The even-numbered years were at Silverstone and the odd numbered and 1962 were at Aintree. 1956 saw Fangio win in a Ferrari, and 1957 returned to see Moss win again in a Vanwall; he took over his ill teammate Tony Brooks's car and stormed through the field to take victory. This was the first Grand Prix victory for a British-built car- Formula One would soon be mostly made up of British teams. 1958 was when Peter Collins won in a Ferrari and Bernie Ecclestone was entered in a Connaught but his car was driven by Jack Fairman, and 1959 and 1960 saw Australian Jack Brabham win in a mid-engined Cooper. The last race at Aintree was in 1962 when Briton Jim Clark won his first of 5 British Grands Prix; Aintree was decommissioned in 1964.

===Silverstone and Brands Hatch (1963–1986)===
1964 saw the first Formula One race at the southern English circuit known as Brands Hatch, located in ancient woodlands in Kent, 20 miles southeast from the center of London. The track was built in the early 1950s and had been extended in 1960 to include the new Grand Prix course. Silverstone hosted the British Grand Prix in odd-numbered years and Brands Hatch in even-numbered years. Like the year before at Silverstone, Clark won the 1964 race and the next year's race. 1967 saw Clark take yet another dominant win, and 1968 saw a monumental battle between Swiss Jo Siffert in a Lotus and New Zealander Chris Amon in a Ferrari; Siffert won the race, his first of two victories in F1 on the circuit where he would be killed in a non-championship race three years later.

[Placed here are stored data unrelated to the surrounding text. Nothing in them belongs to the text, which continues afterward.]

Issue #1949, opened 2026-08-07
Report emails silently rejected at validation (59% of sends); stale run columns, dead IG handle, cold-load error toast


sweetmantech:
Tracking issue for a customer bug report received as a voice note on 2026-08-06. One customer session surfaced several compounding failures: monthly report emails that stopped arriving for ~9 months, a report computed against a social handle the artist had since changed, and a visible error in the app when she went in to fix it.

**Status: reproduced and root-caused on 2026-08-06.** Two of the four findings are systemic, not specific to this account. Reporting account is referenced by UUID only (`b1d40ce4-…`); identity intentionally omitted since this repo is public.

## Goal

1. A scheduled report either delivers or fails loudly. Never silently stops delivering while the task keeps running and the UI reports it as healthy.
2. `POST /api/emails` stops rejecting the majority of its traffic at validation.
3. When a connected social handle stops resolving, the system detects it rather than shipping a report full of empty numbers.
4. A cold page load does not show the user "An error occurred, please try again!" for a failure that is internal, expected, and recoverable.

## PRs (updated 2026-08-07)

Ordered by fix priority. The two page-load errors lead: they fire on **every** cold load of `/` for **every** account, they are the only findings a customer actually sees in the product, and they are what made this customer stop trying and reach for her phone.

| PR | Item | State |
|----|------|-------|
| [chat#1950](https://github.com/recoupable/chat/pull/1950) | **F4a: page-load error toast** — stream resume fires before auth + chat exist (401/404) | ✅ merged 2026-08-07 — see Done |
| api#TBD | F2a: record the rejection reason in `email_send_log` (diagnostic unblocker) | ⏳ not started |
| api#TBD | F2b: fix the dominant `POST /api/emails` rejection cause once visible | ⏳ not started |
| chat#TBD | F6: stop presenting advice as analysis when the data source is unavailable | ⏳ not started |
| chat#TBD | F5: create the schedule when a request specifies a cadence | ⏳ not started |
| api#TBD | F1: maintain `scheduled_actions.last_run` / `next_run` on every run | ⏳ not started |
| api#TBD | F3: never overwrite a good social record with an empty scrape result | ⏳ not started |
| api#TBD | F7: mirror scraped images to blob storage instead of storing expiring CDN URLs | ⏳ not started |

[...]

PR #1950, opened 2026-08-07
fix(chat): gate stream resume on auth and a real chat id

sweetmantech:
Implements item **F4a** of #1949 — the cold-load error toast.

## The bug

`useVercelChat` passed `resume: true` unconditionally to `useChat`, so **every mount** issued `GET /api/chat/{chatId}/stream?startIndex=0`. On a cold load of `/` that request fails two different ways:

| | Cause | Response |
|---|---|---|
| **401** | The GET beats Privy's session resolution, so it carries no `Authorization` header | `Exactly one of x-api-key or Authorization must be provided` |
| **404** | `NewChatBootstrap` mounts `<Chat>` with a client-generated placeholder UUID ([NewChatBootstrap.tsx L34](https://github.com/recoupable/chat/blob/main/components/VercelChat/NewChatBootstrap.tsx#L34)) that has no row behind it until provisioning resolves | `Chat not found` |

Either one hits `onError`, which raises `toast.error("An error occurred, please try again!")`. Reproduced 2/2 in #1949 on an account unrelated to the reporter, so it is global. To a non-technical customer it reads as "the home page is broken and I can't start a chat" — which is exactly how it was reported.

## The fix

Gate resume on **both** preconditions via a new `shouldResumeStream` helper:

- **Auth resolved** (`authenticated` from Privy), so the header is present.
- **A chat id that actually exists** — the route `chatId` param on `/sessions/[sessionId]/chats/[chatId]`, or `workflowChatId` once bootstrap resolves. Never the placeholder.

**This delays the resume, it does not skip it.** `useChat` re-runs its resume effect when the flag changes (`useEffect(() => { if (resume) chatRef.current.resumeStream() }, [resume, chatRef])` in `@ai-sdk/react@3.0.243`), verified against the installed package rather than assumed. So returning to a chat mid-turn on the canonical route still re-attaches once auth lands.

## Why a separate file

One exported function per file (repo principles). It also makes the four-way condition directly testable without mounting the whole chat tree.

## Tests

RED before GREEN. `lib/chat/__tests__/shouldResumeStream.test.ts` covers all five states:

| Scenario | Resume? |
|---|---|
| Cold home load, no auth, no chat | ✗ |
| Auth resolved, still a placeholder chat | ✗ |
| Real chat route, auth not yet resolved | ✗ |
| Real chat route, auth resolved | ✓ |
| Bootstrap minted a real chat id | ✓ |

```
Test Files  93 passed (93)
     Tests  397 passed (397)
```

`tsc --noEmit` clean for the changed files. ESLint on `hooks/useVercelChat.ts`: **4 warnings before, 3 after** — this removes one pre-existing warning and adds none. 0 errors.

## Not in scope

- **F4b** (`/api/accounts/undefined/credits` → 400) is the other half of the same cold load and ships as its own PR — different file, different race, no dependency between them.
- The `console.error` at the `onError` site violates the repo's no-production-logging rule but predates this change.

## Verification status

🔄 Preview verification pending — Done-when for F4a is *a cold load of `/` produces zero 4xx responses and no error toast*, which needs the deployed preview and a DevTools network trace. Results to follow as a comment on this PR.

---
## Summary by cubic
Fixes the cold-load error toast by gating stream resume on a resolved session and an existing route chat id. Implements F4a of chat#1949 and stops 401/404s and post-bootstrap resume loops, while keeping mid-turn re-attach working.

- **Bug Fixes**
  - Added `shouldResumeStream` and wired it into `useVercelChat` to resume only when `authenticated` and a real `routeChatId` exists (never on a bootstrapped chat).
  - Prevents early `GET /api/chat/{id}/stream` calls without `Authorization`, against placeholder ids, and the 204 resume loop after bootstrap.
  - Added unit tests covering five key states.

<sup>Written for commit 77b2c9ab63b4bf995542594ae18abeb3adaeb375. Summary will update on new commits.</sup>

<a href="https://cubic.dev/pr/recoupable/chat/pull/1950?utm_source=github" target="_blank" rel="noopener noreferrer" data-no-image-dialog="true"><picture><source media="(prefers-color-scheme: dark)" srcset="https://www.cubic.dev/buttons/review-in-cubic-dark.svg"><source media="(prefers-color-scheme: light)" srcset="https://www.cubic.dev/buttons/review-in-cubic-light.svg">Review in cubic</picture></a>

### DIFF
--- a/hooks/useVercelChat.ts
+++ b/hooks/useVercelChat.ts
@@ -219,14 +219,11 @@ export function useVercelChat({
       id,
       transport,
       // Re-attach to an in-progress response, so returning to a chat mid-turn
-      // keeps rendering instead of showing a frozen half-message. Gated until
-      // auth and a real chat id exist — unconditionally resuming 401s/404s on
-      // every cold load and surfaces as an error toast (chat#1949 F4a).
-      resume: shouldResumeStream({
-        authenticated,
-        routeChatId: chatId,
-        workflowChatId,
-      }),
+      // keeps rendering instead of showing a frozen half-message. Gated to an
+      // authenticated visit to an existing chat — resuming unconditionally
+      // 401s/404s on every cold load and surfaces as an error toast
+      // (chat#1949 F4a).
+      resume: shouldResumeStream({ authenticated, routeChatId: chatId }),
       experimental_throttle: 100,
       generateId: generateUUID,
       onError: (e) => {
--- a/hooks/useVercelChat.ts
+++ b/hooks/useVercelChat.ts
@@ -26,6 +26,7 @@ import getMimeFromPath from "@/lib/files/getMimeFromPath";
 import { getChatPath } from "@/lib/chat/getChatPath";
 import { useInitialMessageAutoSend } from "./useInitialMessageAutoSend";
 import { usePersistSelectedModel } from "./usePersistSelectedModel";
+import shouldResumeStream from "@/lib/chat/shouldResumeStream";
 
 interface UseVercelChatProps {
   id: string;
@@ -217,9 +218,15 @@ export function useVercelChat({
     useChat({
       id,
       transport,
-      // Re-attach to an in-progress response on mount, so returning to a chat
-      // mid-turn keeps rendering instead of showing a frozen half-message.
-      resume: true,
+      // Re-attach to an in-progress response, so returning to a chat mid-turn
+      // keeps rendering instead of showing a frozen half-message. Gated until
+      // auth and a real chat id exist — unconditionally resuming 401s/404s on
+      // every cold load and surfaces as an error toast (chat#1949 F4a).
+      resume: shouldResumeStream({
+        authenticated,
+        routeChatId: chatId,
+        workflowChatId,
+      }),
       experimental_throttle: 100,
       generateId: generateUUID,
       onError: (e) => {
--- a/lib/chat/__tests__/shouldResumeStream.test.ts
+++ b/lib/chat/__tests__/shouldResumeStream.test.ts
@@ -7,7 +7,6 @@ describe("shouldResumeStream", () => {
       shouldResumeStream({
         authenticated: false,
         routeChatId: undefined,
-        workflowChatId: undefined,
       }),
     ).toBe(false);
   });
@@ -19,7 +18,21 @@ describe("shouldResumeStream", () => {
       shouldResumeStream({
         authenticated: true,
         routeChatId: undefined,
-        workflowChatId: undefined,
+      }),
+    ).toBe(false);
+  });
+
+  it("does not resume a freshly bootstrapped chat", () => {
+    // Verified on the preview deployment: gating on the bootstrap-minted id
+    // made `resume` flip false -> true once provisioning resolved, and
+    // `WorkflowChatTransport`'s `while (!gotFinish)` loop then reissued the
+    // resume GET 118 times against a brand-new chat that returns 204. A chat
+    // created seconds ago has no in-flight turn to re-attach to, so the
+    // bootstrap id is deliberately not an input to this decision.
+    expect(
+      shouldResumeStream({
+        authenticated: true,
+        routeChatId: undefined,
       }),
     ).toBe(false);
   });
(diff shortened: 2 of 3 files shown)


sweetmantech:
## Preview verification — and a regression this caught

Tested with Chrome DevTools against the preview for `77b2c9ab`, cross-checked against production **on the same account, in the same browser, in the same session**, so the before/after is like-for-like.

**Headline: the first version of this fix was wrong, and preview testing is the only thing that found it.** Details in "The regression" below. The current commit is verified clean.

| Environment | Deployment |
|---|---|
| Preview | `chat-kccmxz2a1-recoup.vercel.app` (built from `77b2c9ab`, confirmed via the deployment's sha) |
| Production | `chat.recoupable.dev` |
| Account | `fb678396-a68f-4294-ae50-b8cacf9ce77b` |

Preview runs a different Privy app (`cmc52us2g01rtjr0m0k2m5fkv` vs prod `cm4t193tx03w553u94ib9ucnh`) and points at `test-recoup-api.vercel.app`, so this required a separate sign-in.

---

## 1. Production baseline — both F4 bugs reproduce

Reproduced on every cold load. One representative trace:

| reqid | Request | Documented in #1949 | Actual |
|---|---|---|---|
| 1100 | `GET /api/chat/8f9e070b-…/stream?startIndex=0` | 401 or 404 | **404** |
| 1116 | `GET /api/accounts/undefined/credits` | 400 | **400** |
| 1153 | `GET /api/accounts/undefined/credits` | 400 | **400** |

**Three 4xx on a single cold load.** The `undefined` credits request fired twice that run. The error toast appeared on **5 of 5** loads, confirmed in the accessibility tree:

```
region "Notifications Alt+T"
  alert  StaticText "An error occurred, please try again!"
```

Production home, cold load

> **On the toast screenshot:** I could not photograph the toast itself. It lives ~2 seconds and its container renders at `y=617`, exactly the viewport's bottom edge, so it is present in the a11y tree but below the fold. Four capture approaches failed (immediate capture, element capture, cloning the node, neutralising the auto-close timer). The DOM assertion above is the evidence for the toast; the screenshot is the page state only. Flagging rather than implying a photo exists.

---

## 2. The regression this caught

The first pass gated resume on `authenticated && (routeChatId ?? workflowChatId)`. Unit tests passed. The preview said otherwise:

| Load | `/stream` requests |
|---|---|
| Production (home) | 1 |
| **Preview, first attempt (home)** | **118** |

Including the bootstrap id meant `resume` flipped `false → true` the moment provisioning resolved. `useChat` re-runs its resume effect on that change, and `WorkflowChatTransport`'s `while (!gotFinish)` loop then hammered a chat created seconds earlier — one with no stream to re-attach to, answering `204` every time.

Every response was a 204, so **a naive "zero 4xx" check would have passed** while the change was materially worse than the bug it replaced.

Fixed in `77b2c9ab` by dropping the bootstrap id from the decision entirely. A resume is only ever for returning to an existing chat that may still be mid-turn; a freshly minted chat is never that. `useMessageLoader` already draws this exact line for the same reason.

---

## 3. Preview after the fix — Done-when verified

`#1949` F4 Done-when: *a cold load of `/` produces zero 4xx responses and no error toast.*

| Run | Signed in | Resources | `/stream` | `/accounts/undefined/credits` | Toasts |
|---|---|---|---|---|---|
| Signed-out cold load | no | 87 | **0** | **0** | **0** |
| Cold load 1 | yes | 130 | **0** | **0** | **0** |
| Cold load 2 | yes | 130 | **0** | **0** | **0** |
| Cold load 3 | yes | 131 | **0** | **0** | **0** |

Each authenticated run used an 8–12s settle window, deliberately past the point where the 118-request storm began, so a passing result is meaningful rather than measured too early.

Full network audit of one authenticated load: **37 requests, every one 200/304, zero 4xx.** Credits resolved to a real UUID (`GET /api/accounts/fb678396-…/credits [200]`) rather than `undefined`.

Preview home, authenticated cold load

Preview home, signed out

---

## 4. Regression check — resume still works

Opened an existing chat on the canonical route (`/sessions/93e04bcc-…/chats/d81b87ba-…`, owned by the signed-in account) on **both** environments:

| Environment | `/stream` requests | Messages render |
|---|---|---|
| Production | 16, 19 | yes |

In 1969 there was another big battle between home favourite Jackie Stewart and Austrian Jochen Rindt, that went on for a while; although Rindt had a loose rear wing and had to come into the pits to get it repaired; Stewart took the chequered flag driving a Ford/Cosworth-powered Matra for Ken Tyrrell. Rindt won the 1970 event at the expense of Brabham running out of fuel at the end of the race, and 1971 saw Stewart win again in a Tyrrell (Ken Tyrrell had started building his own cars). 1973, however, saw a huge first lap accident at Woodcote that took out 11 cars, including all three works Surtees cars. Amazingly, there were no deaths or any fires and the worst news was that Andrea de Adamich received career-ending ankle injuries. 1974 saw Austrian up-and-comer Niki Lauda dominate the race in his Ferrari, however, a rear-tire puncture slowed his car and rivals Jody Scheckter and Emerson Fittipaldi passed Lauda to take 1st and 2nd.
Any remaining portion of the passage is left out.